[There’s a lot happening in and around the world of sports these days. So for my annual Super Bowl series, I wanted to AmericanStudy a handful of such issues. Leading up to a special weekend post on the genuinely revolutionary possibilities of sports!]
[This is a repeat post from my Super Bowl series a few years back, but to say it’s at least as relevant in 2021 is to understate the case!]
Two of the many complex and compelling layers to a campus and nation-wide conversation.
Throughout the Spring 2015 semester, Fitchburg State’s Center for Conflict Studies hosted a series of presentations, panels, and conversations focused on football, and more exactly on issues of violence and other controversies linked to that hugely popular sport. I’ve blogged about football in many of my Super Bowl series over the years, and have engaged briefly in those series with many of the issues that became part of these campus-wide conversations: concussions and brain trauma; rape and sexual violence; racism; and the exploitation of college athletes as I discussed in yesterday’s post on the NCAA. As much as I hope for this space to be conversational and communal, though, the truth is that it’s always framed and driven at least initially by my own interests, ideas, and perspectives, and so these semester-long Fitchburg State conversations about football and its debates added a great deal to my own perspective in multiple ways.

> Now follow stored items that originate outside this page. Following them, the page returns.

Issue #3272, opened 2019-10-23
Passing through ResCU Interceptor's


Agrajag0:
Sometimes it would be nice to have the opportunity to test the api with real exchange data without the need to connect to the internet or to save the complete request/response data. 

For these use cases the ResCU client offers the so called Interceptor's. At the moment they are ignored when creating the REST Proxy, because they are optional. The question is, how to pass through interceptors if needed?

One solution that come to my mind is to add a method `Interceptor[] getInterceptors()` into the **BaseExchangeService.class**. Here you can read out some exchange specific parameter with the interceptors to pass through. It can then be used in the concrete service classes when creating the Proxy.

`RestProxyFactory.createProxy(restInterface, "some url", getClientConfig(), getInterceptors());
`

One drawback of this approach is, that you have to change a lot of sources and every new service has to use this pattern. Nethertheless i'am willing to make this effort if this approach is acceptable. Any opinions?

walec51:
You can accomplish this by just using wiremock and setting exchangeSpecification.setSslUri to localhost. Its a better test the using interceptors which are meant to decorate requests, not mock them entirely.

Agrajag0:
Well yes, that is an argument. Although it's a more heavier process with an extra server process involved. But okay.

What is with saving of request/response data. How would you accomplish that? Any suggestions appreciated.

milczarekIT:
@Agrajag0, if you are still interested in ResCU Interceptors, I added interceptors support for XChange in https://github.com/knowm/XChange/pull/3745

PR #3745, opened 2020-10-05
[core] Added rescu Interceptor(s) support

milczarekIT:
Added rescu Interceptor(s) support - added the possibility to use custom Interceptors.

Relates to #3272

Added rescu Interceptor(s) support to XChange library.
Based on Java ServiceLoader mechanism, so Interceptors can be easily added in client app by adding content to file:
```META-INF/services/si.mazi.rescu.Interceptor```

### DIFF
--- a/.gitignore
+++ b/.gitignore
@@ -4,7 +4,6 @@
 *.iml
 *.ipr
 *.ips
-.idea/
 
 # Eclipse
 .settings/
@@ -24,7 +23,6 @@ javadoc/
 bin/
 log/
 classes/
-META-INF/
 
 # Misc.
 .DS_Store
--- a/xchange-core/src/main/java/org/knowm/xchange/client/ExchangeRestProxyBuilder.java
+++ b/xchange-core/src/main/java/org/knowm/xchange/client/ExchangeRestProxyBuilder.java
@@ -1,9 +1,11 @@
 package org.knowm.xchange.client;
 
 import java.util.ArrayList;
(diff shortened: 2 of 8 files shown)


earce:
Is this something worth adding an example to the wiki/documentation for future reference?

milczarekIT:
@earce  I am going to add an example to wiki, after PR will be merged to `develop`

timmolter:
I have a few questions about this.

1. What are you planning on using this for?
1. Wouldn't this allow for a general tool for all exchange implementations for better automating collecting raw JSON responses, header values and possible errors compared to the "old way" of using logback as described on the wiki here: <https://github.com/knowm/XChange/wiki/New-Implementation-Best-Practices>?

For reference, here's the mmazi docs on Interceptors: <https://github.com/mmazi/rescu/wiki/Interceptors>

milczarekIT:
1. It can be used for various purposes. E.g. to record and replay HTTP requests and responses to create API mocks, for auditing purposes, custom logging requests and responses (because logging in si.mazi.rescu.HttpTemplate is not configurable, and you can log everything or nothing), to customize payload or headers - a lot of use cases for interceptors.
2. Sure, you can write an interceptor which collect some data and store it in the preferred format.

After https://github.com/knowm/XChange/pull/3703 all exchanges are build in the same way, so this PR is adding the possibility to use interceptors for each exchange, and it can be configured very easy.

One way was through those conversations that were planned, such as a late April roundtable discussion of the highly controversial question, “Should football be banned?” The roundtable featured the kinds of interdisciplinary voices and connections that represent the best of Fitchburg State as a scholarly community, with presentations by philosopher David Svolba, Director of Athletics Sue Lauder, sociologist G.L. Mazard Wallace, exercise physiologist Monica Maldari, and my English Studies colleague Kisha Tracy. But besides the value of putting these voices and frames in conversation, the roundtable also allowed each presenter to develop a particular part of his or her identity at compelling length: Monica, for example, talked about how her discipline and her knowledge impacted her family’s decision not to let their young son play football; while G.L. highlighted how we can’t discuss football without addressing the issues of ethics, race, work and labor, and social obligations that form key parts of his teaching and scholarship.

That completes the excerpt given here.